Using the entries below, show all lines with the string "automatically".
----- RECORDED INFORMATION -----
PR #241, opened 2018-08-02
Schema - Indexes and Constraints - revamp

petraselmer:


cypher/cypher-docs/src/docs/dev/ql/constraints/index.asciidoc
```diff
@@ -33,10 +33,9 @@ Unique node property constraints can be created, along with node and relationshi
  ** <<constraints-drop-a-node-key, Drop a Node Key>>
  ** <<constraints-create-a-node-that-complies-with-a-node-key, Create a node that complies with a Node Key>>
  ** <<constraints-create-a-node-that-violates-a-node-key, Create a node that violates a Node Key>>
+ ** <<constraints-removing-a-node-key-constrained-property, Removing a `NODE KEY`-constrained property>>
```
craigtaverner, line 36: How does this differ from `Drop a Node Key` above?

cypher/cypher-docs/src/docs/dev/ql/constraints/index.asciidoc
```diff
@@ -133,6 +132,6 @@ include::create-a-node-that-complies-with-a-node-key.asciidoc[leveloffset=+1]
 
 include::create-a-node-that-violates-a-node-key.asciidoc[leveloffset=+1]
 
-//include::removing-a-node-key-constrained-property.asciidoc[leveloffset=+1]
+include::removing-a-node-key-constrained-property.asciidoc[leveloffset=+1]
```
craigtaverner, line 135: How does this differ from `Drop a Node Key` above?

cypher/cypher-docs/src/docs/dev/ql/schema-index/index.asciidoc
```diff
@@ -8,24 +8,27 @@ This section explains how to work with indexes in Neo4j and Cypher.
...
+* <<schema-index-substring-search-using-contains-single-property-index, Substring search using `CONTAINS` (single-property index)>>
+* <<schema-index-existence-check-using-exists-single-property-index, Existence check using `exists` (single-property index)>>
 * <<explicit-indexes-procedures, Use built-in procedures to manage and use explicit indexes>>
 
 
 [[query-schema-index-introduction]]
 == Introduction
 
-A database index is a redundant copy of information in the database for the purpose of making retrieving said data more efficient.
+A database index is a redundant copy of the data in the database for the purpose of making more efficient the retrieval of the aforementioned data.
```
craigtaverner: The phrase `the data` seems to imply `all the data`, while the previous term `information` did not imply `all the information`. If we want to make this change, perhaps clarify with `some of the data`.

craigtaverner: Also, it is not necessarily the retrieval of the redundant data copy. For example, we make a property redundant in an index in order to find nodes. Perhaps we should say _for the purpose of making searches of related data more efficient_.

cypher/cypher-docs/src/docs/dev/ql/schema-index/index.asciidoc
```diff
@@ -34,123 +37,41 @@ Cypher enables the creation of indexes on one or more properties for all nodes t
 * An index that is created on more than one property for any given label is called a _composite index_.
   Differences in the usage patterns between composite and single-property indexes are detailed in the examples below.
 
+[NOTE]
+Use <<query-using, hints>> to force Cypher to use specific indexes.
```
craigtaverner: Is the word _force_ correct? The default is to add a warning to the results, and only generate an error if the user sets the `cypher.hint_error` to `true`.

cypher/cypher-docs/src/docs/dev/ql/schema-index/index.asciidoc
```diff
@@ -34,123 +37,41 @@ Cypher enables the creation of indexes on one or more properties for all nodes t
...
+
+
```
craigtaverner: Why the extra newline?

cypher/cypher-docs/src/docs/dev/schema.asciidoc
```diff
@@ -6,24 +6,27 @@
 This section explains how to work with an optional schema in Neo4j in the Cypher query language.
 --
 
-Neo4j 2.0 introduced an optional schema for the graph, based around the concept of labels.
+Neo4j provides an optional schema for the graph, based around the concept of labels.
```
craigtaverner: Many customers consider the labels and relationship types the _schema_ as they are a bit like table names. And then constraints also fit into this thinking, for example property existance constrants are like requiring the table to have certain columns. When we do property type constraints that also fits into schema. But indexes do not.

So we have a clash of mindsets, how customers see _schema_ versus how we internally see it, particularly around the concept of labels, which are very soft in Neo4j and very unlike 'schema'. But I believe in some cases, like the 3.1 security project, we did give some credence to the idea that labels are schema, separating the 'write' user into one that could 'add labels, relationship types and data' from another that could only 'add data'.

cypher/cypher-docs/src/test/scala/org/neo4j/cypher/docgen/ConstraintsTest.scala
```diff
@@ -304,18 +304,17 @@ class ConstraintsTest extends DocumentingTestBase with SoftReset {
...
-//    execute("CREATE CONSTRAINT ON (n:Person) ASSERT (n.firstname, n.surname) IS NODE KEY")
-//    execute("CREATE (p:Person {firstname: 'John', surname: 'Wood'})")
-//    testFailingQuery[ConstraintValidationException](
-//      title = "Removing a `NODE KEY` constrained property",
-//      text = "Trying to remove the `surname` property from an existing node `Person`, given a `NODE KEY` constraint on `:Person(firstname, surname)`.",
-//      queryText = "MATCH (p:Person {firstname: 'John', surname: 'Wood'}) REMOVE p.surname",
-//      optionalResultExplanation = "In this case the property is not removed."
-//    )
-//  }
+  @Test def break_node_key_constraint_by_removing_property() {
```
craigtaverner, line 307: Is this used anywhere in the docs?

cypher/cypher-docs/src/test/scala/org/neo4j/cypher/docgen/SchemaIndexTest.scala
```diff
@@ -39,8 +39,8 @@ class SchemaIndexTest extends DocumentingTestBase with QueryStatisticsTestSuppor
   )
 
   override val properties = Map(
-    "andres" -> Map("firstname" -> "Andres", "surname" -> "Taylor"),
-    "mark" -> Map("firstname" -> "Mark", "surname" -> "Needham")
+    "andres" -> Map("firstname" -> "Andres", "surname" -> "Taylor", "age" -> 40, "country" -> "Sweden"),
```
craigtaverner: I have a spatial docs PR in development which also adds to this, with a normal range query. I used 'highScore' instead of 'age' because I felt like I should not expose personal information like age about real people like Andres and Mark. I then used this for a min<n.prop<max type triple query, and then showed the same this for spatial to demonstrate a bounding-box query.

We should merge our two efforts here.

cypher/cypher-docs/src/docs/dev/ql/constraints/index.asciidoc
craigtaverner: OK. I think I found it below. So this is not about removing the NODE KEY, but what happens when you remove a property that is constrained. Makes sense now.

cypher/cypher-docs/src/docs/dev/ql/constraints/index.asciidoc
craigtaverner: OK. I think I found it below. So this is not about removing the NODE KEY, but what happens when you remove a property that is constrained. Makes sense now.

cypher/cypher-docs/src/test/scala/org/neo4j/cypher/docgen/SchemaIndexTest.scala
```diff
@@ -169,10 +241,10 @@ class SchemaIndexTest extends DocumentingTestBase with QueryStatisticsTestSuppor
     sampleAllIndexesAndWait()
 
     profileQuery(
-      title = "Use index with `STARTS WITH`",
+      title = "Prefix search using `STARTS WITH` (single-property index)",
```
craigtaverner, line 244: Do we need the suffix `(single-property index)` when that is still the most common case and effectively implicit?

cypher/cypher-docs/src/test/scala/org/neo4j/cypher/docgen/SchemaIndexTest.scala
```diff
@@ -182,13 +254,63 @@ class SchemaIndexTest extends DocumentingTestBase with QueryStatisticsTestSuppor
...
+  }
+
   @Test def use_index_with_exists_property() {
     // Need to make index preferable in terms of cost
     executePreparationQueries((0 to 250).map { i =>
       "CREATE (:Person)"
     }.toList)
     profileQuery(
-      title = "Use index when checking for the existence of a property",
+      title = "Existence check using `exists` (single-property index)",
```
craigtaverner, line 313: I thought the old title read much better.

cypher/cypher-docs/src/test/scala/org/neo4j/cypher/docgen/WhereTest.scala
```diff
@@ -46,9 +46,9 @@ class WhereTest extends DocumentingTest {
         | ** <<filter-on-dynamic-property, Filter on dynamically-computed property>>
         | ** <<property-existence-checking, Property existence checking>>
         |* <<query-where-string, String matching>>
-        | ** <<match-string-start, Match the beginning of a string>>
-        | ** <<match-string-end, Match the ending of a string>>
-        | ** <<match-string-contains, Match anywhere within a string>>
+        | ** <<match-string-start, Prefix search using `STARTS WITH`>>
```
craigtaverner: I thought the older text read better, and also included the type requirement (String). The new one is more subtle in the type requirement, since `prefix` implies `string`, but not as explicit about it. If people search the docs are they more like to search for `prefix` or `beginning of`?

craigtaverner (changes requested):

cypher/cypher-docs/src/docs/dev/ql/constraints/index.asciidoc
petraselmer: 👍

cypher/cypher-docs/src/docs/dev/ql/constraints/index.asciidoc
petraselmer: 👍

cypher/cypher-docs/src/docs/dev/ql/schema-index/index.asciidoc
petraselmer: 👍

cypher/cypher-docs/src/docs/dev/ql/schema-index/index.asciidoc
petraselmer: Please check now: this seems to be standard, but have altered wording so it is hopefully more nuanced

petraselmer: 👍

cypher/cypher-docs/src/docs/dev/ql/schema-index/index.asciidoc
petraselmer: 👍

cypher/cypher-docs/src/docs/dev/schema.asciidoc
petraselmer: Not sure what is needed here? Please clarify. I, for one, disliked the sentence from the get-go and after your comments, have elected to remove it altogether.

cypher/cypher-docs/src/test/scala/org/neo4j/cypher/docgen/ConstraintsTest.scala
petraselmer: Yes, see in Constraints section: "Removing a `NODE KEY`-constrained property"

cypher/cypher-docs/src/test/scala/org/neo4j/cypher/docgen/SchemaIndexTest.scala
petraselmer: I think age and co are good properties to use from a pedagogical point of view. However, we should definitely get better graph examples! This is something I've raised with the Docs Team - it needs to be done across the board.

cypher/cypher-docs/src/test/scala/org/neo4j/cypher/docgen/SchemaIndexTest.scala
petraselmer: I think so - we need some mechanism to make this very explicit and clear to the reader. Maybe a table or sub-TOC would be better - but not with the current awful levels of nesting. Perhaps there is something that can be done in the new Cypher-only manual. Leaving it to Docs Team...

cypher/cypher-docs/src/test/scala/org/neo4j/cypher/docgen/SchemaIndexTest.scala
petraselmer: I think the old title took too long to actually explain what was happening. Here, one sees from the outset what one can do - it's implicit that the "index is being used"

cypher/cypher-docs/src/test/scala/org/neo4j/cypher/docgen/WhereTest.scala
petraselmer: I've compromised: you're absolutely right in that the string-ness was lost. Have reinstated that part. Have left prefix, suffix etc (as they're more in line with existing ways of referring to this and more technical/terse), as even if the user searches for "beginning of", they will find it as it is mentioned thus in the description.

petraselmer: 👍

cypher/cypher-docs/src/test/scala/org/neo4j/cypher/docgen/SchemaIndexTest.scala
craigtaverner: How do we deal with this case then? Invent new anonymous names? Get permission from Mark and Andres to publish their ages?

cypher/cypher-docs/src/test/scala/org/neo4j/cypher/docgen/SchemaIndexTest.scala
craigtaverner: Then my only remaining complaint is the `(single-property index)`. But, as you said before, the Docs team could perhaps take a decision on that.

craigtaverner (approved):

petraselmer:
This is now ready to merge, @jjaderberg

craigtaverner:
Due to conflicts with the spatial PR merged into 3.4, we've made a new PR for this at https://github.com/neo4j/neo4j-documentation/pull/244

So when merging #241, null forward merge `git merge origin/3.3 -s ours ...`, and then merge this new PR #244 into 3.4 and merge forward to 3.5.

cypher/cypher-docs/src/docs/dev/ql/schema-index/index.asciidoc
```diff
@@ -34,123 +37,40 @@ Cypher enables the creation of indexes on one or more properties for all nodes t
...
+<<query-using>> describes how to make the Cypher planner use specific indexes (especially in cases where the planner would not necessarily have used them).
+
 Once an index has been created, it will automatically be managed and kept up to date by the database when the graph is changed.
 Neo4j will automatically pick up and start using the index once it has been created and brought online.
 
 include::create-a-single-property-index.asciidoc[]
 
-include::get-a-list-of-all-indexes-in-the-database.asciidoc[]
-
-[[create-a-composite-index]]
```
jjaderberg, line 44: `create-a-composite-index` still referened in _src/docs/dev/ql/constraints/index.asciidoc_

cypher/cypher-docs/src/test/scala/org/neo4j/cypher/docgen/SchemaIndexTest.scala
jjaderberg: Agree about making it explicit, agree that the suffix is distracting. Let's find another way, but not in this PR.

cypher/cypher-docs/src/test/scala/org/neo4j/cypher/docgen/SchemaIndexTest.scala
```diff
@@ -182,13 +254,63 @@ class SchemaIndexTest extends DocumentingTestBase with QueryStatisticsTestSuppor
...
+    }
+
+    sampleAllIndexesAndWait()
+
+    profileQuery(
+      title = "Suffix search using `ENDS WITH` (single-property index)",
+      text =
+        "The `ENDS WITH` predicate on `person.firstname` in the following query will use the `Person(firstname)` index, if it exists. " +
+          "All values stored in the `Person(firstname)` index will be searched, and entries ending with `'hn'` will be returned. " +
+          "This means that although the search will not be optimized to the extent of queries using `=`, `IN`, `>`, `<` or `STARTS WITH`, it is still faster than not using an index in the first place. " +
```
jjaderberg, line 271: Where can I learn about how queries using "`=`, `IN`, `>`, `<`, or `STARTS WITH` are optimized but queries using `ENDS WITH` are not?

jjaderberg (changes requested):
The broken ID blocks. There are some style questions but I think we would be better off revisiting later. `SchemaIndexTest` still needs to be ported to the less old tooling, so we will have occasion to revisit soon.

jjaderberg (approved):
-----
◆ SOLUTION TO THIS TASK:
 Once an index has been created, it will automatically be managed and kept up to date by the database when the graph is changed.
 Neo4j will automatically pick up and start using the index once it has been created and brought online.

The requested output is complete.